A 40-day-old boy was referred from a peripheral
hospital in view of persistent fever for two weeks, despite intravenous
antibiotics. At admission, he was febrile and tachypneic. Examination
revealed hepatosplenomegaly without any skin changes. Blood
investigations showed hemoglobin 9.6 g/dL, leucocyte count 44,6×10 9/L,
platelet count 3.59×109/L,
and raised C-reactive protein (20mg/dL). Cerebrospinal fluid examination
revealed 90 lymphocytes with normal biochemistry. He was started on
intravenous meropenem and vancomycin awaiting blood culture report;
which was later sterile. The child was accepting breast feeds over next
2 days but fever persisted. On day 7 of admission, he developed features
of congestive heart failure (CHF) and was detected to be anemic (hemoglobin
6.2 g/dL). He recovered partly with blood transfusion but remained
febrile.
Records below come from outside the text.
PR #2795, opened 2026-07-22
feat(network): site hierarchy, ARP/FDB endpoint discovery, and map drill-down

simlarsen:
Adds site-based network topology for multi-site customers: ARP/FDB endpoint discovery, a `NetworkSite` hierarchy with health rollup, drill-down through a US/world map to a per-unit device graph.

Motivating case: a restaurant chain with ~12 corporate regions, 22 franchisees, 160+ markets and thousands of units at ~10 devices each. Today OneUptime discovers only SNMP-speaking devices, has no containment model above a flat monitor group, and no geography — so there is no way to ask "which markets are down right now?".

## What's in it

**Endpoint discovery (Probe).** SNMP walks of `ipNetToMediaTable` (ARP) and `dot1qTpFdbTable` / `dot1dTpFdbTable` (bridge FDB, with `dot1dBasePortIfIndex` bridge-port→ifIndex translation) surface the silent endpoints — POS terminals, kiosks, cameras, printers — that never answer SNMP. Uplink ports and self-MACs are excluded via LLDP/CDP cross-reference so a switch's neighbours don't get reported as endpoints hanging off it. `SubnetScanner` no longer discards ping-only hosts.

**Site hierarchy (Common).** `NetworkSite` is the first self-referencing tree in the schema — Account Type → Region/Franchisee → Market → Unit, with a materialized path for subtree queries. Status rolls up worst-of-descendants, event-driven off `MonitorService.changeMonitorStatus` and persisted, with a 5-minute cron backstop. Devices are auto-assigned to units by subnet/hostname rules, and sites can be bulk-loaded by CSV.

**Drill-down UI (Dashboard).** A US/world choropleth at the root, container levels with health chips, down to a per-unit graph laid out router → switches → endpoints. The map projections (Albers USA, Robinson) and geometry are hand-rolled and checked in — no map dependency added, consistent with how this repo already does deterministic layout.

## Notes for review

**The migration is generated, not hand-written.** An earlier revision hand-wrote it, which left the schema permanently dirty: TypeORM computes `IDX_<sha1>`/`FK_<sha1>`/`UQ_<sha1>` names from entity metadata, so every subsequent `generate-postgres-migration` by anyone emitted ~50 spurious renames. Regenerating it surfaced two real entity bugs that the rename noise was hiding — `NetworkSite.slug` had `unique: true` only in the OneUptime `@TableColumn` metadata (not in `@Column`, so no DB constraint at all), and `NetworkEndpoint`'s partial unique index on `(projectId, macAddress) WHERE deletedAt IS NULL` wasn't declared on the entity. Both are fixed at the entity, and a re-generate against a rebaselined DB now produces zero drift for these tables.

Unrelated pre-existing drift on `master` was deliberately excluded from this migration: `NetworkDeviceDiscoveryScan.snmpV3AuthKey/PrivKey` (`text`→`varchar`) and two `OnCallDutyPolicyScheduleLayer` JSON-default whitespace diffs. The snmpV3 pair generates as `DROP COLUMN` + `ADD COLUMN`, which would destroy stored SNMPv3 credentials — it should be handled deliberately in its own PR, not smuggled in here.

**Endpoint collection is opt-in.** `collectEndpoints` defaults to off. As originally written it was opt-out, which meant every pre-existing Network Device monitor would silently start extra SNMP walks on deploy.

**Endpoint persistence is bulk.** Upsert was one DB round trip per MAC, inline on the probe-ingest request path, every poll — fine in tests, a cliff at this customer's scale. A 4096-MAC switch now costs 1 SELECT + ~9 statements instead of 4096 sequential round trips, with an unchanged-since-last-poll short-circuit. The `lastSeenAt` refresh threshold is 5 minutes, chosen to stay inside the 15-minute freshness window that device health depends on at any poll interval up to 10 minutes.

**Known trade-off:** the sidebar "Network Map" entry carries a query-bearing route so `Navigation.navigate` doesn't swallow it when you're already on the map page (the bare route is a dead link once drilled in). The cost is that this one menu item loses its active highlight, because `isOnThisPage` compares pathname only. Fixing that properly means making `isOnThisPage` query-aware in `Common/UI`, which changes navigation and highlighting for every page in both dashboards — too wide a blast radius for this PR.

**Deliberately not done:** a `(projectId, materializedPath text_pattern_ops)` index for the subtree prefix scan. TypeORM can't express opclasses in `@Index`, so adding it raw would reintroduce exactly the permanent drift described above. The scan is now project-scoped, which is the correctness fix; the index is a follow-up that should come with a way to declare it without drift.

## Verification

Common, Probe, Dashboard and App all type-check clean (App's only error is the pre-existing `MqttServer.ts` Buffer overload from `master`). Full Common, Probe and App suites pass; `npm run i18n:validate` passes across all 16 locales; prettier clean on every changed file.

The branch went through an adversarial review pass: 28 findings raised, 5 refuted on inspection, 23 confirmed and fixed. Two were blockers — a cross-tenant write in the site hierarchy hooks (rows were read with an unscoped root query before tenant scoping was applied, then written even when the scoped UPDATE matched zero rows), and all four new SNMP OID constants being Entry rather than Table OIDs, which made endpoint discovery a silent no-op. Both fixes are mutation-tested: reverting either one fails its tests.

Two days later, he developed features of cardiogenic shock and
was detected to have a systolic murmur at apex. Repeat blood counts were
similar and CRP was still raised. Electrocardiogram showed sinus
tachycardia. He was started on vasopressor and ventilatory support. In
view of persistent fever with acute cardiac event and elevated markers
of inflammation, a possibility of Incomplete Kawasaki disease was
suspected. A bedside echocardiography revealed dilated coronaries with
mitral regurgitation suggestive of Kawasaki disease. The baby was
started on intravenous immunoglobulins but died in next 24 hours due to
refractory shock.
Incomplete Kawasaki disease should be considered in
children with unexplained fever for more than 7 days duration
with laboratory evidence of systemic inflammation even in the absence of
principal features [1]. The diagnosis of incomplete KD in febrile
infants with rash and cerebrospinal pleocytosis is challenging as their
presentation closely mimics viral meningitis [3]. Acute congestive heart
failure is an extremely uncommon early manifestation of Kawasaki disease
[4]. The first manifestation of CHF which was attributed to anemia,
along with perisistent fever, were perhaps the early clues.
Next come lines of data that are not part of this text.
PR #2798, opened 2026-07-23
feat(dashboard): persist table filters, facets, search, sort and pagination in the url

simlarsen:
## what changed and why

filtered table views were lost the moment you left the page. click into a
monitor from a filtered, sorted, page-3 list and hit Back, and you got the
unfiltered page 1. the view also could not be shared — the url said nothing
about what you were looking at. this mirrors a table's full view into the url
query string, namespaced per table, so Back restores it and the link describes
it.

### common / table core
- new `TableViewUrlState` serializes the "everything that isn't a column filter
  or a facet" slice — search text, label chips, sort and pagination — omitting
  any value equal to its default so an untouched table writes no params at all.
  restored `itemsOnPage` is capped (1000) so a hand-edited url can't ask the api
  for an unbounded page.
- new `FilterDataToQuery` extracts `getFilterKeys` / `sanitizeFilterData` /
  `buildQueryFromFilterData` out of `BaseModelTable` as pure functions, so the
  table can derive its query synchronously on first render when filters come
  from the url (otherwise the first fetch goes out unfiltered and is immediately
  superseded). `sanitizeFilterData` drops any key the table doesn't expose as a
  filter, so a crafted link can only reproduce what the filter ui could — it
  can't add a constraint on, or overwrite, the page's own scoping query.
- `TableFilterUrlState` gains a third `view` slice alongside `filter` and
  `facets` (each under its own `<tableId>-<kind>` param), a total query-string
  length ceiling (degrades to react-state-only past it rather than failing to
  load on refresh), and `claimKey`, which warns when two tables on one route
  share a url namespace.
- `BaseModelTable` restores filter/facet/view state into `useState` on mount
  instead of an effect, and mirrors changes back out.
- `Navigation.getQueryString()` added for testable reads.
- `EntityFilter` now decodes the `IncludesNone` "is not" encoding on remount
  (previously the operator and value were lost on every Back / shared link), and
  `FilterViewer` / `List` render a chip for enum/boolean/number dropdown values
  and fall back to the raw id when the option list hasn't loaded yet, instead of
  showing a filtered table with no chips and no "clear filters" escape.

### comparison-type serialization
- `EqualTo`, `NotEqual` and `EqualToOrNull` `toJSON` now serialize the raw value
  (like `GreaterThan` / `InBetween`) instead of `toString()`. `toString()`
  stringified a Date into a locale-/timezone-dependent form that lost
  milliseconds and coerced numbers to strings; the raw value round-trips through
  the url and binds server-side at full precision. legacy date-only strings
  still round-trip.

### telemetry explorers
- Logs / Traces / Metrics / Exceptions now write their url through
  `writeTelemetryViewerUrlState` (built on `Navigation.setQueryString`) rather
  than `history.replaceState(null, ...)`. the old path replaced the whole query
  string — deleting params owned by anything else on the route — and wiped
  react-router's `history.state` bookkeeping. the new path merges and preserves
  it. unused owned params are explicitly nulled so a removed filter leaves the
  url.

### resource-owner tables and on-call rules
- the four owner tables (Monitors, Alerts, Incidents, Scheduled Maintenance)
  pass `urlStateKey`, and `useResourceOwners` persists its facet selections via
  the new `FacetSelectionState` (ids and operators only — never display labels —
  so a restored selection produces the correct query before option lists load).
- the four on-call-rules pages fold `alertSeverity` into `userPreferencesKey`;
  one table is rendered per severity, so without it every table shared one url /
  page-size namespace and paging one repaginated the rest.

## how it works

each table owns up to three query params: `<tableId>-filter` (column filters),
`<tableId>-facets` (facet bar) and `<tableId>-view` (search / labels / sort /
page). on mount the table reads them synchronously and seeds `useState`, so the
first fetch already reflects the shared/back-restored view. on change it
re-serializes only the affected slice. everything untrusted from the url is
validated field-by-field and, for filters, restricted to the table's declared
filter keys before it reaches the query, so a hand-edited link can't smuggle in
a typed object or an out-of-scope constraint. writes go through
`Navigation.setQueryString`, which merges into the existing query string and
preserves `history.state`.

## known limitation / follow-up

**page number does not restore for owner/resolver facets.** when a shared link
(or a Back navigation) carries `page > 1` *and* the active filter is an owner
facet or a resolver-backed extra facet, the table lands on page 1 instead of the
shared page. those facets resolve their `_id` constraint asynchronously after
mount (via `ModelAPI.getList`), and when that resolved query arrives,
`BaseModelTable`'s "reset to page 1 when the query narrows" guard cannot tell it
apart from a user-initiated facet change and snaps the page to 1. column
filters, label chips, search and sort all restore correctly (they build
synchronously on first render), so this is a narrow inconsistency rather than a
broad regression — there was no page restore at all before this change. the fix
needs `BaseModelTable` to distinguish async hydration of a restored facet from a
genuine user action, which is worth doing deliberately rather than with a
heuristic; tracked as a follow-up. `Common/UI/Components/ModelTable/BaseModelTable.tsx`
around the `props.query` effect.

## testing

new test files:
- `Common/Tests/UI/Utils/TableViewUrlState.test.ts`
- `Common/Tests/UI/Utils/TableFilterUrlState.test.ts`
- `Common/Tests/UI/Utils/Navigation.test.ts`
- `Common/Tests/UI/Components/ModelTable/FilterDataToQuery.test.ts`
- `Common/Tests/UI/Components/ModelTable/BaseModelTableUrlState.test.tsx`
- `Common/Tests/UI/Components/EntityFilterRoundTrip.test.tsx`
- `App/Tests/Dashboard/TelemetryViewerUrlState.test.ts`
- `App/Tests/Dashboard/FacetSelectionState.test.ts`

extended:
- `Common/Tests/Types/Database/CompareOperatorWireSerialization.test.ts` — wire
  round-trip for the EqualTo / NotEqual / EqualToOrNull toJSON change.

verified locally: `Common` `tsc` clean; App `tsc` adds no new errors (the one
pre-existing `MqttServer.ts` error is present on master too); eslint clean on
all changed files; App jest 29/29; Common url-state + comparison suites 180/180;
full Common suite shows 7343/7343 individual tests passing (the 17 failing
*suites* are the pre-existing `toBeInTheDocument` jest-dom matcher-type issue,
none of them touched by this branch).

https://claude.ai/code/session_016CsmZMPd1tCfSKNN4wxNJg

### DIFF
--- a/App/FeatureSet/Dashboard/src/Components/Alert/AlertsTable.tsx
+++ b/App/FeatureSet/Dashboard/src/Components/Alert/AlertsTable.tsx
@@ -314,6 +314,15 @@ const AlertsTable: FunctionComponent<ComponentProps> = (
     }),
   ];
 
+  /*
+   * One namespace for everything this table mirrors into the URL, so the
+   * column filters (persisted by ModelTable) and the facet chips (persisted
+   * by useResourceOwners) always travel together. Falls back to a stable
+   * per-table id for the pages that embed this table without saved views.
+   */
+  const tableUrlStateKey: string =
+    props.saveFilterProps?.tableId || "alerts-table";
+
   const {
     getOwnersForResource,
     isLoadingOwners,
@@ -323,7 +332,7 @@ const AlertsTable: FunctionComponent<ComponentProps> = (
     facetSaveState,
     restoreFacetState,
   } = useResourceOwners<Alert>({
-    persistKey: props.saveFilterProps?.tableId,
+    persistKey: tableUrlStateKey,
     ownerUserModelType: AlertOwnerUser,
     ownerTeamModelType: AlertOwnerTeam,
     resourceIdField: "alertId",
@@ -542,6 +551,7 @@ const AlertsTable: FunctionComponent<ComponentProps> = (
         searchableFields={["title", "description"]}
         showViewIdButton={true}
         saveFilterProps={props.saveFilterProps}
+        urlStateKey={tableUrlStateKey}
         viewPageRoute={RouteUtil.populateRouteParams(RouteMap[PageMap.ALERTS]!)}
         filters={[
           {
--- a/App/FeatureSet/Dashboard/src/Components/Exceptions/ExceptionsViewer.tsx
+++ b/App/FeatureSet/Dashboard/src/Components/Exceptions/ExceptionsViewer.tsx
@@ -49,6 +49,7 @@ import { LIMIT_PER_PROJECT } from "Common/Types/Database/LimitMax";
 import RouteMap, { RouteUtil } from "../../Utils/RouteMap";
 import PageMap from "../../Utils/PageMap";
 import ExceptionRow from "./ExceptionRow";
+import { writeTelemetryViewerUrlState } from "../../Utils/TelemetryViewerUrlState";
 
 const DEFAULT_PAGE_SIZE: number = 50;
 
@@ -342,15 +343,7 @@ const ExceptionsViewer: FunctionComponent<ExceptionsViewerProps> = (
       params.set("status", status);
     }
 
-    const query: string = params.toString();
-    const nextSearch: string = query ? `?${query}` : "";
-    if (nextSearch !== window.location.search) {
-      window.history.replaceState(
-        null,
-        "",
-        `${window.location.pathname}${nextSearch}${window.location.hash}`,
-      );
-    }
+    writeTelemetryViewerUrlState(Object.fromEntries(params.entries()));
   }, [
     submittedSearch,
     activeFilters,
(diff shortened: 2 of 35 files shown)


simlarsen:

|---|---|---|---|---|---|---|
| :white_check_mark: | Open Source Security| 0 | 0 | 0 | 0 | [ 0 issues](https://app.snyk.io/org/oneuptime-RsC2nshvQ2Vnr35jHvMnMP/pr-checks/0da47176-4d20-4364-9eeb-73232ac34f26?refs=1a9363f0e5c067e051fdb3b71fec3e08483a315a&source=prChecksComment) |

Currently echocardiography is recommended in all
cases with unexplained persistent fever and supplemental laboratory
criteria [1]. However, echocardiography is not often ordered in an
infant with unexplained persistent fever in settings where infections
are common. Possibly, an early echocardiography in our case could have
detected coronary changes. The delay in starting treatment accounted for
poor response of immunoglobulins, which has also been reported earlier
in incomplete Kawasaki disease [1,4].
We conclude that high index of suspicion for Kawasaki
disease should be kept in all infants and young children who present
with persistent fever with/without supporting features such as rash or
lymphadenopathy. Timely diagnosis and treatment may alter the course of
disease, and may prove lifesaving.
References
1. Newburger JW, Takahashi M, Gerber MA, Gewitz M,
Tani LY, Burns JC, et al. Diagnosis, treatment, and long-term
management of Kawasaki disease: A statement for health professionals
from the committee on rheumatic fever, endocarditis, and Kawasaki
disease, council on cardiovascular disease in the young, American Heart
Association. Pediatrics. 2004;114:1708-33.
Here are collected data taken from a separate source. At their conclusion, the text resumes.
PR #2805, opened 2026-07-23
test(e2e): cover monitor -> incident -> on-call -> user alerted end to end

simlarsen:
Adds an end-to-end Playwright spec that walks the whole alerting pipeline —
**dashboard → api → probe → incident → on-call → user alerted** — instead of
stopping at "a monitor was created", which is all the existing monitor coverage
asserts.

## What the spec covers

`E2E/Tests/Dashboard/MonitorIncidentOnCall.spec.ts`

1. **Website monitor, created through the dashboard UI.** The real
   create-monitor form builds the monitor; the REST API then attaches an
   on-call duty policy and points it at a failing URL; a global probe reports
   it offline; the offline criteria declares an incident; the incident starts
   the on-call policy; the escalation rule pages the on-call user and an alert
   email is generated for their address. The monitor is then pointed back at a
   healthy URL and the incident **auto-resolves**.
2. **API monitor, created entirely over the REST API** (POST check with a JSON
   body and custom headers) — the path an integration, the Terraform provider
   or the CLI takes. Same alerting chain.
3. **Escalation-rule setup guard** so a broken fixture reports as itself rather
   than as an opaque "user was never alerted" timeout.

Assertions are made against real records at every hop: `Monitor.currentMonitorStatusId`,
`Incident` (including `createdCriteriaId` / `createdIncidentTemplateId` /
`isCreatedAutomatically` and its monitor + on-call-policy relations),
`OnCallDutyPolicyExecutionLog`, `OnCallDutyPolicyExecutionLogTimeline`
(`alertSentToUserId`, status `Notification Sent`), `UserOnCallLogTimeline`, and
`EmailLog` (recipient address and subject).

## Why it should not be flaky

- **Both monitor targets live inside the deployment under test.** Healthy is
  `${BASE_URL}/status`; failing is `${BASE_URL}/api/e2e-monitor-down-<unique>`.
  No third-party network, no extra container, no shared mutable fixture. The
  failing path has to be under `/api` — on a self-hosted server the app renders
  the dashboard SPA with **200** for unknown paths on the primary host, and
  `/api` is in that fallback's skip list. `beforeAll` asserts both URLs behave
  as assumed, so a future ingress change fails in two seconds with an
  explanation instead of timing out five minutes later.
- **`minimumProbeAgreement: 1`.** Otherwise every connected probe has to agree
  before the status changes. CI runs one probe but a dev stack runs two, and a
  probe whose last evaluation predates the change holds the status back for a
  full interval.
- **Stable monitor-step and criteria ids across updates.** An open incident
  remembers the criteria and incident-template ids it came from; regenerating
  them on the recovery update would orphan the incident and auto-resolve could
  never fire.
- **`monitoringInterval: "* * * * *"`**, `escalateAfterInMinutes: 30` and the
  default `notifyAfterMinutes: 0` keep every cron off the critical path except
  the probe's own fetch cycle.
- **No fixed sleeps.** Every wait is a deadline-bounded poll that tolerates
  transient errors and reports the last one on timeout.
- **Session refresh.** API calls retry once through
  `/api/identity/refresh-token` on 401, so the 15-minute access token cannot
  expire mid-run.
- **Fresh user and project per run**, run-unique monitor names and URLs, so runs
  can never collide. Chromium only (the flow is backend-driven) and `retries: 1`
  keep the wall clock bounded — ~4 minutes typically.
- **`UserOnCallLogTimeline` accepts `Sending`/`Sent`/`Error`.** The CI stack
  ships no SMTP server, so the send fails *after* the notification has been
  created and addressed to the user. `Skipped` is excluded because that is the
  one status meaning the user was deliberately not notified — and the
  `Notification Sent` and `EmailLog` assertions are SMTP-independent proof that
  the user was paged.

## Drive-by fix

`createMonitor` / `createInfraMonitor` in `E2E/Tests/Dashboard/Helpers/Monitors.ts`
matched the monitor id with `[a-f0-9-]+`, which also matches `/monitors/create`
("c" is a valid run). The "we navigated to the monitor" assertion therefore
passed while still sitting on the form, and the returned monitor id was the
string `"c"`. Both now match a full UUID.

## Also

- `selectProjectPlan` takes an optional `preferredPlanName`, used to put the
  billing-mode run on Growth — on-call execution logs and user on-call
  notification logs are Growth-gated when billing is enabled.

## Verification

Run repeatedly against a full local stack (two probes, billing enabled):
monitor offline ≈ 35 s, incident and on-call execution within a second of that,
user notification immediately after, recovery and auto-resolve ≈ 60 s.

## Second commit: unbreak `compile-app` on master

`compile-app` was already failing on master (`cc58dfb`) with

```
FeatureSet/Dashboard/src/Components/ResourceOwners/FilterChipDropdown.tsx(11,8):
error TS2307: Cannot find module 'react' or its corresponding type declarations.
```

App's tsconfig excludes `FeatureSet/Dashboard`, but `exclude` only trims the
root file list — an excluded file is still type-checked once something in the
program imports it. `App/Tests/Dashboard/FacetSelectionState.test.ts` imports
`FacetSelectionState`, which imported `FilterOperator` from the
`FilterChipDropdown` **component**, dragging React into App's program. The
`compile-app` job only runs `cd App && npm install`, and React belongs to the
Dashboard package.

The React-free half of the module (`FilterChipDropdownOption`,
`FilterOperator`, `FILTER_OPERATOR_LABELS`, `isValueOperator`) moves into
`FilterChipDropdownTypes.ts`; the component re-exports all four so every
existing `from "./FilterChipDropdown"` import is unchanged.

Verified `cd App && npx tsc --noEmit` is clean without the Dashboard package's
`node_modules` present (what CI does), the Dashboard package still compiles,
and `Tests/Dashboard/FacetSelectionState.test.ts` passes.

### DIFF
--- a/App/FeatureSet/Dashboard/src/Components/ResourceOwners/FacetSelectionState.ts
+++ b/App/FeatureSet/Dashboard/src/Components/ResourceOwners/FacetSelectionState.ts
@@ -1,4 +1,4 @@
-import { FilterOperator } from "./FilterChipDropdown";
+import { FilterOperator } from "./FilterChipDropdownTypes";
 import { JSONObject } from "Common/Types/JSON";
 
 /**
--- a/App/FeatureSet/Dashboard/src/Components/ResourceOwners/FilterChipDropdown.tsx
+++ b/App/FeatureSet/Dashboard/src/Components/ResourceOwners/FilterChipDropdown.tsx
@@ -1,6 +1,18 @@
 import IconProp from "Common/Types/Icon/IconProp";
 import Icon from "Common/UI/Components/Icon/Icon";
 import useComponentOutsideClick from "Common/UI/Types/UseComponentOutsideClick";
+/*
+ * The option and operator types live in a React-free module so plain
+ * TypeScript consumers — FacetSelectionState, and the jest tests under
+ * App/Tests that import it — don't drag React into App's own compile, where
+ * React is not a dependency. They are re-exported below so existing
+ * `from "./FilterChipDropdown"` imports keep working.
+ */
+import {
+  FilterChipDropdownOption,
+  FilterOperator,
+  FILTER_OPERATOR_LABELS,
+} from "./FilterChipDropdownTypes";
 import React, {
   FunctionComponent,
   ReactElement,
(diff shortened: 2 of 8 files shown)


simlarsen:

|---|---|---|---|---|---|---|
| :white_check_mark: | Open Source Security| 0 | 0 | 0 | 0 | [ 0 issues](https://app.snyk.io/org/oneuptime-RsC2nshvQ2Vnr35jHvMnMP/pr-checks/40b93e46-c0f5-48db-b06e-6dc582503aae?refs=69b9b5f4ba96ca8ee6c93cd45a3ea467b67b973c&source=prChecksComment) |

2. Kitano N, Suzuki H, Takeuchi T, Suenaga T,
Kakimoto N, Shibuta S, et al. Epidemiologic features and
prognostic factors of coronary artery lesions associated with Kawasaki
disease based on a 13-year cohort of consecutive cases identified by
complete enumeration surveys in Wakayama, Japan. J Epidemiol.
2014;24:427-34.
3. Yeom JS, Woo HO, Park JS, Park ES, Seo J, Youn H.
Kawasaki disease in infants. Korean J Pediatr. 2013;56:377-82
4. Aggarwal P, Suri D, Narula N, Manojkumar R, Singh
S. Symptomatic myocarditis in Kawasaki Disease. Indian J Pediatr.
2012;79:813-4.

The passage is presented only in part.